Segment Open

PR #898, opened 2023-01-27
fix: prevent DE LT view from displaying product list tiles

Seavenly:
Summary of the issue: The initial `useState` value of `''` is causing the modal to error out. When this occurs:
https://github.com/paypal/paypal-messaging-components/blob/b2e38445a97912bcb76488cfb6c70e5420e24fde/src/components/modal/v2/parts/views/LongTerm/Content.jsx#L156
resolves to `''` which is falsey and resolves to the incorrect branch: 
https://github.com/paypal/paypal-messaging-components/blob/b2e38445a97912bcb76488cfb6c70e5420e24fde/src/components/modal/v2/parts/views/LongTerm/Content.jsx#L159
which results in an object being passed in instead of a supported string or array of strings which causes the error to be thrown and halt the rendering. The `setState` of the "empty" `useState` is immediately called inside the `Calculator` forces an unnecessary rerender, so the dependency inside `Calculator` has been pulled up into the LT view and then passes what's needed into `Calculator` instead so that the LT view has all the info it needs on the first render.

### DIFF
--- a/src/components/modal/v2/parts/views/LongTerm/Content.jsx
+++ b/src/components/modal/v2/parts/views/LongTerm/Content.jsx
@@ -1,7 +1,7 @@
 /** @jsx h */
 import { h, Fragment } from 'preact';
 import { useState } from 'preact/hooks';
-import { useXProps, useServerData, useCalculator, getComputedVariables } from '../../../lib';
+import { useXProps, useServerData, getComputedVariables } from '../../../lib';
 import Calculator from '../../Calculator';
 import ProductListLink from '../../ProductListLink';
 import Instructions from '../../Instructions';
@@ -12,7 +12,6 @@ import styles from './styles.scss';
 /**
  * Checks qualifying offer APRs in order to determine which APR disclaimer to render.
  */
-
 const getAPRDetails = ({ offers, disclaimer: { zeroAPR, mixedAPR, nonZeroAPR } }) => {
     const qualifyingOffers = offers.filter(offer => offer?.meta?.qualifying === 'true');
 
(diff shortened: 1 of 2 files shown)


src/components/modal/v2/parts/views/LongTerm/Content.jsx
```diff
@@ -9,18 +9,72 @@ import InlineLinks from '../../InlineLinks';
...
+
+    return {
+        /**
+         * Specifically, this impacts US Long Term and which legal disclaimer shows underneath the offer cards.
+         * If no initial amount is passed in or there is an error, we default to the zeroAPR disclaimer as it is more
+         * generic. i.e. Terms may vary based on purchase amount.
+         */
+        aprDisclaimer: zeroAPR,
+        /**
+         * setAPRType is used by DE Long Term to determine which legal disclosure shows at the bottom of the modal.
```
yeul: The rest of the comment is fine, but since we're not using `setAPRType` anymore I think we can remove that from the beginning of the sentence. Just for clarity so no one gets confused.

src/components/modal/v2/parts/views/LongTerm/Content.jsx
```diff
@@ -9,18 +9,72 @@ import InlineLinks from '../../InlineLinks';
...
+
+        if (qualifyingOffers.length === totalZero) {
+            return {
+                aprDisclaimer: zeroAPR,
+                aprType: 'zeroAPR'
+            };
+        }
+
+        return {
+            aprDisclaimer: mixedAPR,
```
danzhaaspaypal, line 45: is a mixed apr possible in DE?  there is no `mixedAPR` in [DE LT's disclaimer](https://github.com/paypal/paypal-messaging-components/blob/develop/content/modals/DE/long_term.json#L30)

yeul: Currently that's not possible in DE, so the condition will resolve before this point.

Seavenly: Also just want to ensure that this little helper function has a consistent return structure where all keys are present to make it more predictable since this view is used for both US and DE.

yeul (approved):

Segment Closed

## EXERCISE DESCRIPTION
Go line by line through the material above and return each one that includes "there".

## EXERCISE RESULT
+         * If no initial amount is passed in or there is an error, we default to the zeroAPR disclaimer as it is more
danzhaaspaypal, line 45: is a mixed apr possible in DE?  there is no `mixedAPR` in [DE LT's disclaimer](https://github.com/paypal/paypal-messaging-components/blob/develop/content/modals/DE/long_term.json#L30)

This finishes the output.